Theorem 1. Every linear functional in the space \(\overset{\circ}{W}{}_{p}^{\,l}(\Omega)\) admits a unique representation of the form

\[ f(u)=\int_{\Omega}\sum_{|\alpha|=l}\overline{D^\alpha v}\,D^\alpha u\,dx, \tag{4} \]

* The results of the present note are valid both for the real and for the complex space \(W_p^l\); it is more convenient for us to present the exposition for the complex case.

where \(v \in \overset{\circ}{W}{}^{\,l}_{q}(\Omega)\); moreover

\[ \| f \| \leqslant \| v \|_{\overset{\circ}{W}{}^{\,l}_{q}(\Omega)} . \tag{5} \]

Theorem 2. Every linear functional in the space \(W^{l}_{p}(\Omega)\) admits a unique representation of the form

\[ f(u)=\int_{\Omega}\left(\overline{v}u+\sum_{|\alpha|=l}\overline{D^{\alpha}v}\,D^{\alpha}u\right)\,dx, \tag{6} \]

where \(v \in W^{l}_{q}(\Omega)\); moreover, the norm of the functional (6) does not exceed
\(\|v\|_{W^{l}_{q}}\).

Remark.
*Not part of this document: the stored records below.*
PR #450, opened 2020-05-12
add melody register control to MusicVAE

iansimon:


iansimon:
@cannoneyed @cjcai and @notwaldorf may be interested...

music/src/core/melodies.ts
```diff
@@ -254,3 +254,65 @@ export class MelodyShape implements MelodyControl {
...
+  readonly boundaryPitches: number[];
+  readonly depth: number;
+
+  constructor(boundaryPitches: number[]) {
+    this.boundaryPitches = boundaryPitches;
+    this.depth = boundaryPitches.length + 1;
+  }
+
+  private meanMelodyPitch(melody: Melody): number {
+    // Compute mean melody pitch, weighted by time steps.
```
adarob, line 272: weighted by non-silent time steps

iansimon: Edited to clarify; I think "non-silent" is implied by "pitch" but I made it clearer that it's explicitly weighting each pitch by how long it is sustained.

PR #455, opened 2020-05-29
generate samples similar to a source sample in MusicVAE

iansimon:


iansimon:
@cjcai in case you're interested...

music/src/music_vae/model.ts
```diff
@@ -1355,7 +1355,7 @@ class MusicVAE {
     }
     const randZs: tf.Tensor2D =
         tf.tidy(() => tf.randomNormal([numSamples, this.decoder.zDims]));
-    const outputTensors = this.decodeTensors(randZs, temperature);
+    const outputTensors = await this.decodeTensors(randZs, temperature);
```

Inequality (5) is obvious; by the well-known theorem of Banach (see, for example, (3)), it implies the equivalence of the norms in \((\overset{\circ}{W}{}^{\,l}_{p})^{*}\) and \(\overset{\circ}{W}{}^{\,l}_{q}\), and also in \((W^{l}_{p})^{*}\) and \(W^{l}_{q}\).

1. The question of finding the general form of a linear functional in the spaces \(W^{l}_{p}\) and \(\overset{\circ}{W}{}^{\,l}_{p}\) turns out to be closely connected with the question of the solvability of certain integral identities.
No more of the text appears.